With this in mind, let's look at specific examples. Patrick mentions that the use of single letter type variables in Handler b v a contributed to slow progress in understanding the snaplet API we recently released in version 0.6 of the Snap Framework. If I were changing the code to satisfy his article, I would probably go with Handler base view a as the best verbose alternative. But would this really be helpful?

First of all, scan the above paragraph with your eyes. Which is more recognizable? I intentionally didn't use quotation marks or font distinctions. Handler b v a jumps right off the page at me, while Handler base view a blends in. This isn't necessarily a 100% valid point because the surrounding context is prose rather than code, but I think it does make the point that the shorter names are easier to scan. And of course, it makes perfect sense. There's less noise for the eye to sort through.

Secondly, if you saw the type Handler base view a, would that really aid a newcomer's understanding more than the single letter variant? I contend that in this case it would not. base could refer to a numerical radix, and view could have any number of meanings. Because they are more familiar to people, their meaning is more ambiguous. To help people more, we'd probably have to go to something like Handler baseSnaplet viewSnaplet a. But that's just starting to get noisy. It would give us the following type signature:

nestSnaplet :: ByteString
            -> (Lens viewSnapletA (Snaplet viewSnapletB))
            -> SnapletInit baseSnaplet viewSnapletB
            -> Initializer baseSnaplet viewSnapletA (Snaplet viewSnapletB)

which I find much less readable than the current one:

nestSnaplet :: ByteString
            -> (Lens v (Snaplet v1))
            -> SnapletInit b v1
            -> Initializer b v (Snaplet v1)

In the second type signature it's immediately obvious to the naked eye where the type variables are. But in the first one it's difficult to tell the long type variables apart from the type constructors. It might not be obvious, but I did put significant thought into the choice of b v a [1], and as a result, any time you see this general pattern of type variables, you instantly have a pretty good idea that you're dealing with a MonadSnaplet.

On top of all this, the new reader still probably wouldn't understand what viewSnaplet and baseSnaplet mean. There is a lot of context that needs to be communicated before someone can really understand them. We spent a lot of effort trying to make it as simple as possible, but I think the OP is confusing essential complexity of the problem domain with "ambiguity" allegedly caused by short names [2]. That is why the newcomer will find the convention clearly described in the API documentation.
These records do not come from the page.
Issue #741, opened 2022-10-07
broken test for LocalTime with microsecond precision


Zhen-hao:
I started doing some work for https://github.com/sksamuel/avro4s/issues/739 and saw a failure when I run the tests on `master`. 

The test `"encode and decode back to an equivalent LocalTime object when Local has microsecond precision"` in `avro4s-core/src/test/scala/com/sksamuel/avro4s/github/GithubIssue387.scala` failed with 
```
# run 1
10:48:09.356641 was not equal to 10:48:09.356641710 (GithubIssue387.scala:29)
# run 2
10:57:09.184796 was not equal to 10:57:09.184796957 (GithubIssue387.scala:29)
```

My environment:
Java: 17.0.4
sbt: 1.7.1
OS: NixOS

Also, why is the class named `GithubIssue387`?

PR #742, opened 2022-10-07
ISSUE-741 | introduce a new nanos-of-the-day logical type for LocalTime

Zhen-hao:
I found https://github.com/sksamuel/avro4s/issues/741 with Java 17.

Apparently, `LocalTime.now()` has nanosecond precision level. 
It doesn't make sense to me to cut the precision level for Avor encoding. 

We just need a new logical type for `long`.

I tested my branch with both Java 17 and Java 11.
I removed some tests because they no longer make sense because the default precision level is now nanosecond.

This change should be backward compatible because of the pattern matching on logical types.

### DIFF
--- a/avro4s-core/src/main/scala/com/sksamuel/avro4s/schemas/temporal.scala
+++ b/avro4s-core/src/main/scala/com/sksamuel/avro4s/schemas/temporal.scala
@@ -14,5 +14,5 @@ trait TemporalSchemas:
   given LocalDateSchemaFor: SchemaFor[LocalDate] = DateSchemaFor.forType
   given LocalDateTimeSchemaFor : SchemaFor[LocalDateTime] = SchemaFor(TimestampNanosLogicalType.addToSchema(SchemaBuilder.builder.longType))
   given OffsetDateTimeSchemaFor : SchemaFor[OffsetDateTime] = SchemaFor(OffsetDateTimeLogicalType.addToSchema(SchemaBuilder.builder.stringType))
-  given LocalTimeSchemaFor : SchemaFor[LocalTime] = SchemaFor(LogicalTypes.timeMicros().addToSchema(SchemaBuilder.builder.longType))
+  given LocalTimeSchemaFor : SchemaFor[LocalTime] = SchemaFor(NanosOfTheDayLogicalType.addToSchema(SchemaBuilder.builder.longType))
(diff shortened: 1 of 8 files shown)


avro4s-core/src/main/scala/com/sksamuel/avro4s/schemas/temporal.scala
```diff
@@ -14,5 +14,5 @@ trait TemporalSchemas:
   given LocalDateSchemaFor: SchemaFor[LocalDate] = DateSchemaFor.forType
   given LocalDateTimeSchemaFor : SchemaFor[LocalDateTime] = SchemaFor(TimestampNanosLogicalType.addToSchema(SchemaBuilder.builder.longType))
   given OffsetDateTimeSchemaFor : SchemaFor[OffsetDateTime] = SchemaFor(OffsetDateTimeLogicalType.addToSchema(SchemaBuilder.builder.stringType))
-  given LocalTimeSchemaFor : SchemaFor[LocalTime] = SchemaFor(LogicalTypes.timeMicros().addToSchema(SchemaBuilder.builder.longType))
+  given LocalTimeSchemaFor : SchemaFor[LocalTime] = SchemaFor(NanosOfTheDayLogicalType.addToSchema(SchemaBuilder.builder.longType))
```
sksamuel, line 17: This will break/change everyone's existing schemas I think, so we need to make this opt in.

Zhen-hao: My understanding was that this change wouldn't break the decoding of data encoded by earlier versions. 

I now see one issue. A user could start producing the new schema and the new binary encoding without being aware of it. This could break downstream systems/users. 
Is that what you meant? 

I can check how the update was done last time.

Zhen-hao: @sksamuel How would you make this a user opt-in? I don't see an obvious approach.

Speaking for myself, I want this breaking change on Java 17 because the current code is already broken with it.
The change in this PR won't be an issue for me because I use schema registries everywhere and there is no way to break the decoding of data serialized with earlier versions of `avro4s`.
I also don't have the downstream issue because I can update the `avro4s` version in different systems from downstream to upstream.

Issue #768, opened 2023-03-15
No support for optional eithers


GijsbertvanVliet:
This is an issue regarding the scala3 version of avro4s, but I don't seem to be able to add the required label to this issue for some reason.
I'm trying to decode an avro event which has a field of type:
```
{
  "name": "...",
  "type":[
    "null",
    "string",
    "int"
  ]
}
```
In scala terms this would adheres to data type `Option[Either[String, Int]]`.
Unfortunately the `OptionDecoder` does not support this type since it requires the number of types in the union schema to be equal to 2. The OptionDecoder does get an `EitherDecoder` in its constructor argument though, so in theory it should be able to decode the either if it's given I think.

GijsbertvanVliet:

The same argument can be applied to the other example Patrick mentioned of Form m i e v a in the digestive-functors library. It's a pervasive paradigm where that sequence of single letter type variables is very distinct and makes it easier to recognize patterns in the types.

In Haskell, type variables have an especially prevalent scope. As we have seen, they can embody patterns that exist across entire APIs. This makes them especially good candidates for single letter names. In a StackExchange discussion about why mathematicians use single letter variables one person commented, "Because it's long, it makes it hard to see patterns, and it makes you think about interpretation when you should be thinking about form." This concept is especially important in type signatures.

However, on the other end of the spectrum, I think it's extremely helpful to have more descriptive names for rare abstractions. For examples of me using longer names, see functions like getSnapletUserConfig or runChildrenWithText.

Good names make software more readable and maintainable. Long, descriptive names do serve a valuable purpose in making code more understandable. But we shouldn't just assume that they are always better. Sometimes, patterns can be more important than meaning, and maintainability is better achieved by explicit rather than implicit documentation. Just make sure that if you go this route, you don't neglect to inform the reader of the meaning behind the letters.


  1. As evidenced by the existence of this commit.

  2. As Albert Einstein said, "Make things as simple as possible, but not simpler."